Correlations versus noise in the NFT market
The non-fungible token (NFT) market emerges as a recent trading innovation leveraging blockchain technology, mirroring the dynamics of the cryptocurrency market. The current study is based on the capitalization changes and transaction volumes across a large number of token collections on the Ethereum platform. In order to deepen the understanding of the market dynamics, the inter-collection dependencies are examined by using the multivariate formalism of detrended correlation coefficient and correlation matrix. It appears that correlation strength is lower here than that observed in previously studied markets. Consequently, the eigenvalue spectra of the correlation matrix more closely follow the Marchenko-Pastur distribution, still, some departures indicating the existence of correlations remain. The comparison of results obtained from the correlation matrix built from the Pearson coefficients and, independently, from the detrended cross-correlation coefficients suggests that the global correlations in the NFT market arise from higher frequency fluctuations. Corresponding minimal spanning trees for capitalization variability exhibit a scale-free character while, for the number of transactions, they are somewhat more decentralized.
💡 Research Summary
The paper provides a systematic quantitative investigation of the nascent non‑fungible token (NFT) market, focusing on the degree to which price and activity across thousands of Ethereum‑based collections are correlated versus dominated by random noise. The authors first assemble a high‑frequency dataset covering daily changes in market capitalization and the number of transactions for a large set of NFT collections over a two‑year period. After log‑differencing to achieve stationarity, they compute two distinct correlation measures: the conventional Pearson correlation, which captures linear, synchronous co‑movements, and the detrended cross‑correlation coefficient (DCCA), which is robust to non‑stationarity and can separate low‑frequency (trend) from high‑frequency (fluctuation) components. Using each measure they construct an N × N correlation matrix (N = number of collections).
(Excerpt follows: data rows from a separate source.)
PR #5628, opened 2026-08-26
fix(bigquery): dedupe periodic sync jobs and cap concurrency to one per organization

### LINKED ISSUE #5629: BigQueryWorker can enqueue duplicate periodic sync jobs, with no per-organization concurrency limit
## Problem

`BigQueryWorker.perform_periodic/1` runs every 2 minutes per organization and unconditionally enqueues a fresh insert/update job for every table that needs syncing. The worker has no `unique` constraint, so if the job from the *previous* 2-minute cycle for the same `(table, organization_id, action)` is still queued or still executing, a duplicate job gets created anyway. Combined with the `bigquery` queue's only concurrency control being a flat `local_limit: 10` with no per-organization isolation, two jobs for the same organization and table could end up executing at the same time.

## Impact

- Potential duplicate/racing writes to BigQuery for the same table + organization.
- Contributes to job-table bloat — the queue was observed with several hundred thousand backlogged jobs.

Eigenvalue analysis of these matrices is then performed. By comparing the empirical eigenvalue spectra with the Marchenko‑Pastur (MP) distribution that describes the spectrum of a purely random matrix, the authors assess how much genuine structure exists. The bulk of eigenvalues falls within the MP bounds, indicating that most inter‑collection relationships are indistinguishable from noise. Nevertheless, a handful of the largest eigenvalues lie well above the MP upper edge, suggesting the presence of genuine collective modes—likely driven by shared external shocks such as major drops or spikes in overall crypto sentiment, high‑profile drops of popular collections, or platform‑wide events.
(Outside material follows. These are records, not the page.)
PR #5640, opened 2026-08-27
fix(assistants): set last_evaluation_run_id on set_live_version

### LINKED ISSUE #5568: [Evals]: Track last evaluation run on assistant
### Summary

The assistant list page (glific-frontend#4099) needs to show an evaluation health badge and score summary per assistant, but Glific has no way to answer "what was the last evaluation result for this assistant?". `ai_evaluations` rows are keyed by `assistant_config_version_id`, so the frontend would have to fetch and sort every evaluation per assistant just to find the latest relevant one.

This adds a `last_evaluation_run_id` pointer on `assistants`, set when a v2 evaluation completes against the assistant's **currently active** config version, and exposes the stored scores on the `AssistantResult` GraphQL type so the list page gets them in a single query.

### Requirements

- Migration adds `last_evaluation_run_id` on `assistants` — `references(:ai_evaluations, on_delete: :nilify_all)` plus an index — so deleting an evaluation nilifies the pointer instead of blocking the delete.
- `Assistants.Assistant` gains the `belongs_to(:last_evaluation_run, AIEvaluation)` association, the `last_evaluation_run_id` optional field, and a narrow `set_last_evaluation_run_changeset/2` (casts and requires only that one field) rather than widening the existing changesets.
- New `Assistants.set_last_evaluation_run/2` looks up the assistant by `active_config_version_id` and updates the pointer. It **no-ops when no assistant's active version matches** — an evaluation run against a draft/in-progress version must not overwrite the badge shown for the live config.
- `AIEvaluations.handle_evaluation_status/3` calls `set_last_evaluation_run/2` only on the `completed` branch, after `do_update/2` succeeds. Failed evaluations leave the pointer untouched.
- `preload_assistant_associations/1` preloads `:last_evaluation_run` so list/get queries don't N+1.
- GraphQL: `field :last_evaluation_summary, :json` on `AssistantResult`, resolving to the evaluation's `results` map (i.e. `%{"summary_scores" => [...]}`), or `nil` when no evaluation has completed against the active version.
- `.gql` assets updated: `assistants/assistant_fields.frag.gql` and `assistants/list_assistants.gql` both fetch `last_evaluation_summary`.
- No change to the existing evaluation create/poll flow beyond the completed-status hook; v1 evaluations are unaffected.

### Acceptance Criteria

- [x] `assistants.last_evaluation_run_id` exists as an FK to `ai_evaluations` with `on_delete: :nilify_all` and an index.
- [x] `Assistant.set_last_evaluation_run_changeset/2` accepts only `last_evaluation_run_id` and requires it.
- [x] `Assistants.set_last_evaluation_run/2` sets the pointer when the evaluation's config version is the assistant's active version, and returns `:ok` without side effects otherwise.
- [x] A completed evaluation against the active config version updates the assistant's `last_evaluation_run_id`.
- [x] A completed evaluation against a non-active config version leaves `last_evaluation_run_id` as `nil`, while the evaluation itself still moves to `:completed`.
- [x] A failed evaluation leaves `last_evaluation_run_id` as `nil`.
- [x] `last_evaluation_summary` is queryable on `AssistantResult` and returns the evaluation `results` map (nested `summary_scores`), `nil` when unset.
- [x] `last_evaluation_run` is preloaded in the assistant list/get path.
- [x] Test coverage added at the schema/changeset, `AIEvaluations` context, and GraphQL layers.

### Additional Notes

Frontend counterpart: glific-frontend#4099 (Assistant list page — health badge, summary, running-eval banner), which is the consumer of `last_evaluation_summary`.

Note the response shape: `last_evaluation_summary` is the evaluation's whole `results` map, so scores are read as `last_evaluation_summary.summary_scores`, not as a bare list.

Implemented in #5562.

Sub-issue of #5483.

### LINKED ISSUE #5639: [Evals]: Setting a live version doesn't update assistant's evaluation health/summary
## Problem

Reported from staging: after running `setLiveVersion`, the assistant list page's Evaluation
Health badge / summary doesn't update to reflect the newly-live version.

A key contribution is the side‑by‑side comparison of Pearson‑based and DCCA‑based matrices. The DCCA spectrum shows markedly stronger correlations at short time scales (high‑frequency fluctuations), whereas long‑term (low‑frequency) correlations remain at the noise level. This pattern implies that NFT price dynamics are dominated by rapid, speculative trading and short‑lived demand spikes, with little evidence of a stable, fundamentals‑driven co‑movement that characterises mature asset classes.
To visualize the network topology implied by the correlation structure, the authors build minimum spanning trees (MSTs) from both the market‑cap and transaction‑count matrices. The MST derived from market‑cap fluctuations exhibits a classic scale‑free architecture: a few “hub” collections (e.g., CryptoPunks, Bored Ape Yacht Club) possess a disproportionately high degree, while the majority of nodes are peripheral. This hub‑spoke pattern reflects a nascent “core‑periphery” organization where large, well‑known NFTs anchor market movements. In contrast, the MST based on transaction counts is more evenly connected, lacking dominant hubs, which indicates that trading activity is more diffusely spread across many smaller collections.
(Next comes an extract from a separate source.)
PR #5641, opened 2026-08-27
  refactor: parameterize Maytapi  paths for AppSignal grouping

### LINKED ISSUE #5501: [refactor]: Parameterize Maytapi & Google Sheets API paths so AppSignal groups endpoints
## Description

Overall, the study concludes that the NFT market is considerably less correlated than traditional equity, bond, or even major cryptocurrency markets, with most observed relationships attributable to statistical noise. However, the existence of a few significant eigenvalues and the high‑frequency DCCA correlations reveal that non‑trivial, short‑term collective behavior does exist, driven by speculative dynamics and shared external events. The differing MST structures for capitalization versus transaction volume further highlight distinct underlying mechanisms—value concentration versus activity dispersion. The authors suggest that as regulatory frameworks mature, market participants gain better valuation tools, and platform standards evolve, the correlation structure may become stronger and the market more efficient, potentially transitioning from a noise‑dominated regime toward one with clearer, longer‑term inter‑asset linkages.